Seit einem Jahrzehnt hilft das Teddybärkrankenhaus in Salzburg Kindern dabei, ihre Furcht vor Arztbesuchen abzubauen. Studierende der Paracelsus Medizinischen Privatuniversität (PMU) schlüpfen in die Rolle von Teddy-Ärzten und behandeln gemeinsam mit den Kindern deren Plüschtiere. Das Projekt verbindet medizinisches Wissen mit spielerischem Lernen und schafft so eine positive erste Begegnung mit der Welt der Medizin.
Jedes Jahr nehmen zahlreiche Kinder im Alter von drei bis acht Jahren an der ehrenamtlichen Initiative teil.
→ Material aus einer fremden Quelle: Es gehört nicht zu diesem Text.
PR #1740, opened 2025-07-02
Make the "Phase Control" and "Beam Size" sections of the UI configurable from the "ui.yaml" file

alessandro-olivo:
This PR is a follow-up to this one: https://github.com/mxcube/mxcubeweb/pull/1699

## The feature
It allows configuring the "Phase Control" and "Beam Size" sections from the `ui.yaml` file. It is possible to hide one or both the sections if needed or change the label. 

### Examples:
1. Change "Beam Size" label 
   In `ui.yaml`
   > ```yaml
   > sample_view:
   >   id: sample_view
   >   components:
   >     - attribute: phase_control
   >       label: Phase Control
   >     - attribute: beam_size
   >       label: Beam Size (um)
   >  ```
   

2. Hide "Phase Control" 
   In `ui.yaml`
   > ```yaml
   > sample_view:
   >  id: sample_view
   >  components:
   >    - attribute: beam_size
   >      label: Beam Size
   > ```
   

## Notes:
* A new `UISampleViewMotorsModel` has been introduced to avoid changing too much the motor rendering logic. 
* The logic "whatever is configured in the `ui.yaml` gets shown" has been preserved
* I used this
   ```yaml
   sample_view:
     id: sample_view
     components:
       - attribute: phase_control
         label: Phase Control
    ```
    instead of this
    ```yaml
    sample_view:
      id: sample_view
      components:
        - id phase_control
          show: true
    ```
   to make fewer changes and avoiding extra logical `show/noshow` level (as suggested by @beteva) furthermore, I already know that the "label" customization is something that will be used on our site :) and this attribute was already part of the `UIComponentModel`

Issue #1725, opened 2025-06-26
Structure of `ui.yaml`


axelboc:
A discussion started in #1699 concerning the structure of `ui.yaml`. I think I've mentioned before that I'm not a huge fan of the following structure:

```yml
<namespace>:
  id: <namespace>
  components:
    - id: <some-id>
      <some-properties>
    - id: <some-id>
      <some-properties>
```

Two reasons:

- In the front-end, we end up having to loop through the components to find the one with the ID we want.
- If/when we introduce typing, it will be a nightmare, because it will look something like: `components: { id: string; [key: string]: any }[]`, which is not very helpful.

I would prefer to have a clear, static structure that is tailored to the needs of the front-end:

```yml
sampleViewVideoControls: # camelCase
  snapshot:
    show: true
  drawGrid:
    show: true
    showVspace: false
    showHspace: true
  ...  
```

```ts
const showSnapshot = useSelector(state => state.uiproperties.sampleViewVideoControls.snapshot.show);

// instead of
const showSnapshot = useSelector(state => state.uiproperties.sampleViewVideoControls.components.find(c => c.id === 'snapshot').show);
```

---

I would also be in favor of having a near-zero config experience out of the box, which means having a default config that gets merged/overridden by the content of `ui.yaml` (in JS below, but could also be done in the back-end of course):

```ts
const DEFAULT_CONFIG = {
  sampleViewVideoControls: {
    snapshot: {
      show: true
    },
    // ...
  },
  // ...
};

const uiproperties = merge(DEFAULT_CONFIG, uiConfig);
```

**EDIT:** To clarify, this idea of a default config is to avoid putting that logic throughout the codebase. For instance, we really don't want the sample view component to have to know that if `snapshot: { show: true }` is not defined in the config, it means that the snapshot control should be shown...

---

Finally, we may want to think about versioning the configuration. Without versioning, we tend to fear making breaking changes to the config structure, and this is when technical debt creeps up. With versioning, we can support a few versions easily to give people time to upgrade — upgrading the config can then be done separately from upgrading MXCuBE-Web:

```js
function upgradeUiConfig(uiConfig) {
  if (uiConfig.version === '2.1') {
    return {
      ...omit(uiConfig, 'oldProperty'),
      newProperty: uiConfig.oldProperty
    }
  }
}
```

marcus-oscarsson:
work started in: #2068

PR #1819, opened 2025-08-08
Make SampleListViewContainer viewMode options configurable from ui.yaml

matyson:
At MaxIV we want to be able to hide the `Graphical View` from the SampleListView available `viewMode` options. So, my proposal was to make the whole view configurable from the `ui.yaml` file, inspired by this [PR](https://github.com/mxcube/mxcubeweb/pull/1740).

So, i introduced this new section `sample_list_view` in the yaml file and moved the `viewMode` away from `sampleGrid`  reducer, making necessary adjustments:

```yaml
sample_list_view:
  id: sample_list_view
  options:
    - Table View
    - Graphical View
```

Then, by removing the `Graphical View` from this options list we display only the `Table View` for the users, disabling the dropdown menu selector.

image

image

I aimed at a solution with few changes, but it didn't seemed have an easy one, so if you have other suggestions i am willing to try them 😄


mxcubeweb/core/models/configmodels.py
```diff
@@ -118,6 +118,14 @@ class UISampleViewMotorsModel(UIPropertiesModel):
     components: list[UIComponentModel]
 
 
+class UISampleListViewModel(BaseModel):
+    id: Literal["sample_list_view"] = "sample_list_view"
+    options: list[str] = Field(
+        ["Table View", "Graphical View"],
+        description="List of available views for the sample list",
+    )
+
```
walesch-yan: Since there are only two possible values for the sample list view, maybe it would be better to use an `enum` and make options, then a list of said `enum`?

Currently, the front-end Component only checks for "Graphical View"; everything else will be rendered as "Table View" (I'm talking about the components in the grid not the name in the options field). Having the enum would ensure that the correct terminology is used (before it was hardcoded, so that was less of a problem :sweat_smile: )

ui/src/containers/SampleListViewContainer.jsx
```diff
@@ -72,15 +74,22 @@ export default function SampleListViewContainer() {
...
-  }, [handleSetViewMode, viewMode.mode]);
+    if (
+      localStorageViewMode &&
+      viewModeOptions.includes(localStorageViewMode)
+    ) {
+      handleSetViewMode(localStorageViewMode);
+    } else {
+      handleSetViewMode(viewModeOptions[0]);
+    }
+  }, [handleSetViewMode, viewMode, viewModeOptions]);
```
walesch-yan: I think you can remove `viewMode` from the list of triggers, otherwise useEffect will be called everytime you switch the mode instead of only once when the component is loaded

walesch-yan (commented):
Well changing the `ui.yaml` or `server.yaml` automatically comes with changing quite a few files. However, I think you chose the best approach for your type of change.

Also good thinking for directly removing the now redundant action and state field :)

ui/src/containers/SampleListViewContainer.jsx
matyson: you're right

mxcubeweb/core/models/configmodels.py
matyson: ok, makes sense and it's more reliable, but you're proposing to validate it on the frontend as well? i would have to replicate the schema on the frontend too, right?

docs/source/config/ui.rst
```diff
@@ -57,6 +57,37 @@ All auxiliary controls are optional. If you want to hide one from the UI, just r
...
+* Graphical View
+
+Here is an example of ``sample_list_view`` section:
+.. code-block:: yaml
+
+    sample_list_view:
+      id: sample_list_view
+      options:
+        - Table View
+        - Graphical View
```
fabcor-maxiv: This probably needs empty lines before and after the code blocks. The rendered result is here: <https://mxcubeweb--1819.org.readthedocs.build/en/1819/config/ui.html#sample-list-view> and it does not look as expected, see screenshot below.

```suggestion
This section configures the sample list view, more specifically the view modes available.
The section has the following syntax:

.. code-block:: yaml

    sample_list_view:
      id: sample_list_view
      options:
        - <view_mode_1>
        - <view_mode_2>
        - ...

The ``options`` key contains a list of view modes available in the sample list view.
Each view mode is a string, which is displayed in the UI in a dropdown menu.

The default view mode is the first one in the list. If the list has only one item, the dropdown will be disabled.
The default view modes are:
* Table View
* Graphical View

Here is an example of ``sample_list_view`` section:

.. code-block:: yaml

    sample_list_view:
      id: sample_list_view
      options:
        - Table View
        - Graphical View
```

image

docs/source/config/ui.rst
```diff
@@ -57,6 +57,40 @@ All auxiliary controls are optional. If you want to hide one from the UI, just r
...
+        - <view_mode_2>
+        - ...
+
+The ``options`` key contains a list of view modes available in the sample list view.
+Each view mode is a string, which is displayed in the UI in a dropdown menu.
+
+The default view mode is the first one in the list. If the list has only one item, the dropdown will be disabled.
+The default view modes are:
+* Table View
+* Graphical View
```
fabcor-maxiv: Looks like lists require empty lines as well:

```suggestion
The default view mode is the first one in the list. If the list has only one item, the dropdown will be disabled.
The default view modes are:

* Table View
* Graphical View
```

image

ui/src/containers/SampleListViewContainer.jsx
```diff
@@ -49,7 +52,10 @@ export default function SampleListViewContainer() {
   const loading = useSelector((state) => state.queueGUI.loading);
   const selected = useSelector((state) => state.sampleGrid.selected);
   const sampleList = useSelector((state) => state.sampleGrid.sampleList);
-  const viewMode = useSelector((state) => state.sampleGrid.viewMode);
+  const [viewMode, setViewMode] = useState(null);
```
axelboc: The default view mode here is `null`. Looking at `SampleGridTableContainer`, I think that pretty much means "Table View". This means that for one render (i.e. until the effect runs), users will get the table view. This "flash" may not look great, especially if the table view is disabled in the config. It would be better to initialise the state correctly on first render.

My suggestion would be to create a utility function outside of this component (in a `utils.js` file for instance) with something like:

```js
function getInitialViewMode(options) {
  const mode = localStorage.getItem('view-mode');
    if (mode && options.includes(mode)) {
      return mode;
    }

    return options[0];
}
``` 

Then:

```js
const [viewMode, setViewMode] = useState(getInitialViewMode(viewModeOptions));
```

... and remove the `useEffect` altogether.

axelboc (commented):
Hi @matyson! (Thanks for the bump @fabcor-maxiv :wink: )

- No problem on my end with the general idea of enabling/disabling the two sample list views from the config.
- The front-end code looks great too — just one suggestion to avoid a subtle flash on initial load.
- I have a few minor concerns with the config syntax:
  1. First I would move the new entry above `sample_view` to keep the "Sample view" entries together (since the "Sample list" is a separate screen from the "Sample view").
  2. I don't see the term "view modes", which could be confusing.
  3. Being able to list the modes freely in an array is problematic to me because the app expects only two, pre-determined ones.

What do you think of a config that looks more like this:

```yml
sample_list_view_modes:
  id: sample_list_view_modes
  table_view: true # `false` if omitted (so it's opt-in)
  graphical_view: true
```

... or if we want to remain closer to other config entries if it's easier:

```yml
sample_list_view_modes:
  id: sample_list_view_modes
  components:
    - id: 'table_view'
      show: true # again, `false` if omitted (so it's opt-in)
    - id: 'graphical_view'
      show: true
```

axelboc:
Forgot something: maybe it's already the case, but it would be good to have a check in the back-end, when the config is parsed, to ensure that at least one of the two views is enabled in `ui.yaml`. This should help with discoverability of the new config entry too.

ui/src/containers/SampleListViewContainer.jsx
matyson: Hi, i made some adjustments based on your suggestions, but there's still this workaround mapping the uiproperties from the backend to the frontend. I wanted to make a precomputed property in the `BaseModel` so that we have the correct view modes from the reducer itself, but i didn't succeed in doing so, do you have a nicer way of accomplishing this? Right now im stuck with this mapping of yaml component's ids into an object `SAMPLE_LIST_VIEW_MODES` in the frontend, which i feel is not ideal

axelboc: I'm liking your current solution; I don't think it's a workaround. What's better from before is that it doesn't rely on "display text" to map between the back-end config and the front-end logic. It now relies on internal IDs (`table_view` and `graphical_view`). I would actually even keep the keys of the `SAMPLE_LIST_VIEW_MODES` object in lowercase to match the back-end IDs exactly and save calling `toUpperCase`.

matyson: Right. I just felt that the lowercase ones were not so "javascript names" haha, but just personal preference. I will change them then

demo.yaml/mxcube-web/ui.yaml
```diff
@@ -1,5 +1,13 @@
 ---
 
+sample_list_view:
```
axelboc: Maybe just rename to `sample_list_view_modes` so it's really clear and consistent with the front-end?

I get that the page itself is called "Sample list", but the fact that the other page is called "Sample view" makes the term `sample_list_view` slightly confusing to me.

axelboc (approved):
Config and front-end looks good on my end! :100:

fabcor-maxiv:
@matyson, is there some feedback that has not been addressed yet? If every feedback has been addressed, and since this change has at least one approval already, then if you can rebase this pull request (on top of `develop`) I can merge it.

marcus-oscarsson:
Hm, I'm sorry guys but I unforunetly think you where a bit to fast with this one. 

  - Whats the reason for hiding the graphical view ?.
  - What happens of there is no `sample_list_view_modes` section what would the default behavior be ?

fabcor-maxiv:
> Whats the reason for hiding the graphical view ?.

It's a choice. Beamline staff at MAX IV does not want users to see this graphical view (it is irrelevant to the users where pucks and samples are in the dewar).

> What happens of there is no sample_list_view_modes section what would the default behavior be ?

@matyson?

marcus-oscarsson:
I see. 

> It's a choice. Beamline staff at MAX IV does not want users to see this graphical view (it is irrelevant to the users where ?> > pucks and samples are in the dewar).

The aim of the project is to a quite large extent to provide the same or very similair user experience across the different institutes. There is clearly need for configuration especially when it comes to functional differences of the beamlines. It would have been good to have a discussion on why its irrelevant for your users or staff to not have the graphical view. So that we can understand what we missed or if it really falls into the category of something that needs to be configurable.

fabcor-maxiv:
> > It's a choice. Beamline staff at MAX IV does not want users to see this graphical view (it is irrelevant to the users where pucks and samples are in the dewar).
> 
> The aim of the project is to a quite large extent to provide the same or very similair user experience across the different institutes. There is clearly need for configuration especially when it comes to functional differences of the beamlines. It would have been good to have a discussion on why its irrelevant for your users or staff to not have the graphical view. So that we can understand what we missed or if it really falls into the category of something that needs to be configurable.

I guess it is a question for @epanepucci and the UI/UX working group in general. @matyson and I only execute the orders. :D

marcus-oscarsson:
> I guess it is a question for @epanepucci and the UI/UX working group in general. @matyson and I only execute the orders. :D

Sure no problem, we just need to keep it mind for the future.

epanepucci:
The way I see it, the user might be interested in selecting their samples based on:
- sample name
- protein name/acronym
- project priority

At MAXIV, staff is in charge of loading pucks into the sample changer dewar and the user never knows (or cares) in which position their pucks are located.

The graphical views were useful when little database integration was available and dewar capacities were small; nowadays, for most use cases, the sample containers (pucks, plates, chips) are/should be entered in advance into the database and their samples should be made available in mxcube via their assigned (user given) labels.

I think we could agree that a table view should always be present (not configurable) and additional views be made as opt-in.

matyson:
> > Whats the reason for hiding the graphical view ?.
> 
> It's a choice. Beamline staff at MAX IV does not want users to see this graphical view (it is irrelevant to the users where pucks and samples are in the dewar).
> 
> > What happens of there is no sample_list_view_modes section what would the default behavior be ?
> 
> @matyson?

The schema validator enforces the section to be present as it is required. Also, it ensures that at least one view is shown in the components.

marcus-oscarsson:
@matyson: Yes, but what happens if the section is missing from the configuration file, I guess the application wont start ?

marcus-oscarsson:
@epanepucci, thanks for the clarification. As you know there is a discussion pending on the design and UX of the sample list. Especially considering automation over several user groups, and also a general discussion regarding improving the overall UX.

I guess one might also want to hide show the graphical view, or other sample related views, depending on which user you are.

epanepucci:
Marcus, yes, I guess Danielle and I could start the UX working group :-D

The automation over several groups is very important IMO.
Regarding what to show or not depending on user, I assume you mean user-roles as in, regular user, staff, etc? I think the kind of views provided to a **regular user** should be decided by the site. Other user roles could have access to other views but most importantly a staff-user could have access to samples from more than one proposal for the case in which automation is to run samples from several groups. But this is kind of another, although related, topic.

marcus-oscarsson:
> Marcus, yes, I guess Danielle and I could start the UX working group :-D
> 
:), Yes, that would be awesome !. 

> The automation over several groups is very important IMO. 

Yes, Id say that its one of the main improvement points for us.

>Regarding what to show or not depending on user, I assume you mean user-roles as in, regular user, staff, etc? I think the kind of views provided to a **regular user** should be decided by the site. Other user roles could have access to other views but most importantly a staff-user could have access to samples from more than one proposal for the case in which automation is to run samples from several groups. But this is kind of another, although related, topic.

Yes I was thinking of user-roles. We have been trying to keep that sort of functionality to a minimum for the time being because it quickly becomes quite complicated. However; its perhaps needed and there is support for it if needed.

Until now we have simply relied on the access to a certain set of samples and that access is given via LIMS. A regular user simply have access to a restricted set of samples but the views available to staff and "regular user" are for the moment the same.

matyson:
> @matyson: Yes, but what happens if the section is missing from the configuration file, I guess the application wont start ?

Yes. you're right. I got a bit confused on how these schemas could enforce different setups without breaking the app, e.g., with default values and special validations but in the end i assumed it was ok not to start for it was a required view of the app that would go missing if not properly configured.

marcus-oscarsson:
I see, I guess the best would be if the app starts with only list view or alternatively both views if not configured at all. The change would in this way be "backward compatible" and don't require any configuration changes.

axelboc:
> I see, I guess the best would be if the app starts with only list view or alternatively both views if not configured at all. The change would in this way be "backward compatible" and don't require any configuration changes.

This is also my long-term vision, which I suggested in #1725:

> I would also be in favor of having a near-zero config experience out of the box, which means having a default config that gets merged/overridden by the content of ui.yaml.

However, I think this zero-config experience needs a more thought-out solution that covers the whole config. I would not recommend doing it piece-meal. The config has been evolving organically for a long time and it's a bit all over the place at the moment. We need to pick a direction, document it, and aim for it.

That's why I suggested making `sample_list_view_modes` mandatory and preventing start-up of the server if it's missing (i.e. "fail fast"): I think it's safer to make new options mandatory until we have a more robust way to declare a global fallback config.

That being said, all that really matters to me is that front-end components don't have to decide for themselves what to do if, for instance, `sample_list_view_modes` is not configured. We want all this fallback logic in one place in the back-end, ideally described in a declarative format. Front-end components should be able to assume that every config option is always specified. The goal is to make the front-end more predictable and less prone to regressions.

marcus-oscarsson:
Its true that the configuration format and handling needs to be looked at again and its a good initiative. A near zero config solution would really be ideal. 

I would for the sake of the other developers argue that we should try to make all new configuration options optional by adding a sensible default. It would be nice with a message if a default is used, i.e. "Option xyz is missing in configuration file .../path... using default key, value.

Like this the change becomes transparent and we don't need to change the current configuration files too much for production systems. Which will probably make the update to a new configuration format easier as well. 

Failing fast can be very help full in some cases when an option is critical and there is no really good default value. In this case I would argue that it would make sense to have a default value.

I think in general the PyDantic schema validation exception could be clearer and formatted better. There is not much we can do about that, but we could perhaps add a link to the documentation, so that one would know what to add. For instance. However; IMO in this case the best would be with a default.

```
...

pydantic.v1.error_wrappers.ValidationError: 1 validation error for UIPropertiesListModel
sample_list_view_modes
  field required (type=value_error.missing)

See https://mxcubeweb.readthedocs.io/en/stable/config/ui.html

```

matyson:
Hi, i am willing to work on this issue again towards a solution that better attend the points of the discussion. So, what's the conclusion here? How can i adjust these changes to address the project's needs?

marcus-oscarsson:
Thanks, that super nice of you. I think the only thing missing, possibly, for the moment is to make `sample_list_view_modes` optional. If its not too complicated.

Then we have to continue the discussion on configuration in https://github.com/mxcube/mxcubeweb/issues/1725. I think a robust configuration system would be very beneficial for what we are doing. So its a great initiative !

jbflo:
Sorry for my late reply
@matyson @fabcor-maxiv 
As a follow up you might as well want to remove the UI Component NewSampleIsaraView
"mxcubeweb/ui/src/containers/SampleIsaraView.jsx "
This was a specific Component made by/for MaxIV to Handle ISARA Graphical View. 

And i think it is not being maintain and might be broken.

matyson:
@jbflo as far as i could investigate this is not being used by MAXIV anymore, but still could be used by other facilities since it derives from [this](https://github.com/mxcube/mxcubecore/blob/develop/mxcubecore/HardwareObjects/Cats90.py#L144) and it's called in [here](https://github.com/mxcube/mxcubeweb/blob/develop/ui/src/containers/SampleGridTableContainer.jsx#L966C2-L973C6). Im glad to remove it, but are you sure it's not being used by any other facility listed in the `Cats90` file?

Sie begleiten ihre Kuscheltiere durch eine simulierte Krankenhausaufnahme, von der Diagnose bis zur Behandlung in einer kindgerechten Umgebung. Ziel ist es, medizinische Abläufe zu entmystifizieren und Vertrauen aufzubauen.
Das Wichtigste in Kürze
- Ziel des Projekts: Kindern spielerisch die Angst vor Ärzten, Krankenhäusern und medizinischen Untersuchungen nehmen.
- Veranstalter: Studierende der Paracelsus Medizinischen Privatuniversität (PMU) in Salzburg führen das Projekt ehrenamtlich durch.
- Jubiläum: Das Teddybärkrankenhaus feiert sein zehnjähriges Bestehen und hat sich als feste Institution etabliert.
- Ablauf: Kinder bringen ihre Kuscheltiere mit und durchlaufen verschiedene Stationen wie Aufnahme, Diagnose, Operation und Apotheke.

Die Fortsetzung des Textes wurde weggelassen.